3) Among amateur geneticists and R1a-fans of the steppe hypothesis of Northern or East European descent (based on what we see among Basque and Indian nationalists): reactionary views, i.e. the misuse of traditional disciplines to point now to the North Pontic area, Dnieper-Dniester, etc. as the ‘original’ PIE-speaking area – be it Kurgans, horse domestication, horse riding, symbology, blonde hair, blue eyes, lactase persistance, dolychocephaly,… anything will do. Where they said Khvalynsk/Yamnaya, they will say now Sredni Stog/Corded Ware – whatever is necessary to prove that R1a spoke Indo-European.

This is also human nature. If you have supported continuity theories of Balto-Slavic or Germanic in Northern Eurasia since ca. 3500 BC to this day, have acted according to your preconceptions and racism and narcisism (i.e. inferiority complex), calling names, participating in forums stating that ‘R1a is a great haplogroup’ and similar stupid shit, learning statistical methods to prove your preconceptions, etc. And now someone tells you that this is not the case, that your haplogroup may have expanded much later, probably including some recent bottlenecks, and was not found among Indo-European speakers (and later probably not even associated with your current IE language)… And that on top of being fully wrong in many of your previous writings… I guess it’s like telling a fundamentalist muslim that the Qur’an is not true, or something of the sort. Nothing good will come from their reactions. Seeing how Basque racists and Indian nationalists reacted to the latest papers, we will have to wait for new generations to overcome the preconceptions of those who lived with the genetics of the 2000s…

Modern haplogroup R1a distribution from The Genetic Atlas (Public Domain)

NOTE. I wouldn’t do the same. I cannot share the feeling of these peoples of Northern and Eastern European descent. In fact, I believed in the 2000s that R1b represented ‘autochthonous’ Vasconic-like speakers in Western Europe, and R1a/Corded Ware represented IE speakers, and I changed my views after 2015. And, if the case was reversed, and we had thought that R1b was the Indo-European marker, and ancient DNA had proved me wrong (seeing R1a-Z645 where we see R1b-L23 right now), I would be happy to talk about the same North-West Indo-European represented by (say) the expansion of R1a-Z282 from Yamna Hungary -> Bell Beaker, and then the resurge of Vasconic-like R1b in Western Europe. That’s why I attack this position ferociously: I don’t think there is any reasonable justification for this attitude. Nor for the nationalist OIT, Basque/R1b, Slavic or Nordic/R1a, etc. It’s obviously a human behaviour, but there is no benefit, no reason, nothing but sheer bigotry, a reek of supremacy (or inferiority complex), and a desire for domination of prehistoric narratives by modern post-truths, however you look at it.

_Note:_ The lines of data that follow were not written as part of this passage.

PR #326, opened 2024-02-16
Update definitions.md

olgafetisova:
# Description

Adding the following definitions:
- Quote Deviation

### DIFF
--- a/docs/cow-protocol/reference/core/definitions.md
+++ b/docs/cow-protocol/reference/core/definitions.md
@@ -20,19 +20,13 @@ A single order submitted to the CoW Protocol API (i.e. `GPv2Order.Data`)
 
 An intent by a smart-contract to place `0..n` discrete orders under some programmatic logic. For example, a conditional order may only be valid if the price of an asset reaches a certain level.
 
-#### Limit Order
-An order to swap specified `sellAmount` of `sellToken` for a specified `buyAmount` of `buyToken` or better.
-
-#### TWAP Order
-Time-Weighted Average Price order. It is an algorithmic trade execution strategy that aims to achieve an average execution price close to the time-weighted average price of the specified period.
-
 #### Surplus
 
 The price improvement on a user's limit price.
 
 #### Quote deviation
 
-The price difference between the quote and the executed price. May be used interchangeably with slippage.
+The difference between the quote the user received and the price at which their discrete order was settled.
 
 #### Gasless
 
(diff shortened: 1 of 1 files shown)


olgafetisova:

docs/cow-protocol/reference/core/definitions.md
```diff
@@ -20,10 +20,20 @@ A single order submitted to the CoW Protocol API (i.e. `GPv2Order.Data`)
 
 An intent by a smart-contract to place `0..n` discrete orders under some programmatic logic. For example, a conditional order may only be valid if the price of an asset reaches a certain level.
 
+#### Limit Order
+An order to swap specified `sellAmount` of `sellToken` for a specified `buyAmount` of `buyToken` or better.
+
+#### TWAP Order
+Time-Weighted Average Price order. It is an algorithmic trade execution strategy that aims to achieve an average execution price close to the time-weighted average price of the specified period.
```
mfw78:
```suggestion
```

In general, I don't think we should define "external" definitions (ie. non-specific to CoW Protocol / batch auctions). The unique thing about CoW is it gives surplus over limit orders, which is defined below in _surplus_. "Limit order" and "TWAP order" are known terms (or able to be googled). We should however IMO on the "Limit order" and/or "TWAP order" page within the concepts section link to a wikipedia article that is able to source the external definition.

docs/cow-protocol/reference/core/definitions.md
```diff
@@ -20,10 +20,20 @@ A single order submitted to the CoW Protocol API (i.e. `GPv2Order.Data`)
...
+
 #### Surplus
 
 The price improvement on a user's limit price.
 
+#### Quote deviation
+
+The price difference between the quote and the executed price. May be used interchangeably with slippage.
```
mfw78:
```suggestion
The difference between the quote the user received and the price at which their discrete order was settled. May be used interchangeably with slippage.
```

Just a minor adjustment to use definitions we've previously defined (ie. discrete order). Also, I'm not sure if this can be used interchangeably with slippage? I thought slippage represented the difference between the limit price and the executed price (ie. what is normally defined as "surplus")?

mfw78 (approved):

gogonimago:
Just one edit from me here, for the term "Gasless"

“An expression that does not require a user make a transaction on the blockchain, and therefore does not require the user to pay gas in the native token.” Should be “An expression that does not require a user to make a transaction on the blockchain, and therefore does not require the user to pay gas in the native token.” (Missing a “to” before “make”)

@mfw78

PR #331, opened 2024-02-23
Update cow-amm.md

acanidio-econ:
# Description

various edits

# Changes

- [x] the list of supported oracles had only Uniswap. But then in the description there is also Balancer. I added Balancer to the initial list
- [x] edit the very last sentence (the problem with contributing only one token to the AMM). It is not so much that the AMM will trade at an unfavorable price: the price is always the one coming out of the solvers' competition and should be correct. The problem is that it will immediately sell a fraction of what it just received, which may not be the intended behavior
- [x]  fixed some typos


harisang (approved):

harisang:
@acanidio-econ Looks good, and just checked that it is all good to be merged (no issues with deployment)

mfw78 (approved):

PR #347, opened 2024-04-03
docs: update widget docs

shoom3301:
# Description

1. `cowSwapWidget()` -> `createCowSwapWidget()`
2. `params` -> `{ params }`


anxolin (approved):
Not related to this PR, but, shouldn't we advertise the use of react-widget at the being of the doc?

If someone uses react they are way better off using the other library

anxolin:
Also, and also unrelated, but the configuration makes more sense at the end instead of in the middle, nup? 

image

shoom3301:
@anxolin thank you!
Both points make sense, will work on it in the next iteration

Even Hindu nationalists had a ‘more rational’ motive for their R1a/IE association: conservative Hindus, as I understand it, share a reactionary view against the ethnolinguistic and religious complexity of the Indian subcontinent, and they want to show religious and cultural unity and continuity only broken by Islam. Because I assumed the same supremacy views from those of Indian descent as I did for those of Northern and Eastern European descent, I was surprised to see the reaction of many to the news of R1a spreading from Steppe MLBA: I have seen them shift their theories according to the new papers, supporting (among many different new contradictory positions) that it was Iranian farmer ancestry (and thus the Indus Valley civilization) the responsible for Indo-Aryan expansion, and that R1a is not relevant anymore (and is just the product of late bottlenecks from steppe incomers). It became clear to me that racism based on ancestry or haplogroup is not the driving force here, but religious and nationalist bigotry. The R1a/OIT association was just one of many resources that the Hindutva has used to support the cultural and historical origin of modern India in the Indus Valley Civilization, to simplify the religious, ethnic, and linguistic diversity of India.

All in all, it is discouraging how humans are incapable to adapt to purely theoretical concepts, just because they previously assumed they were true.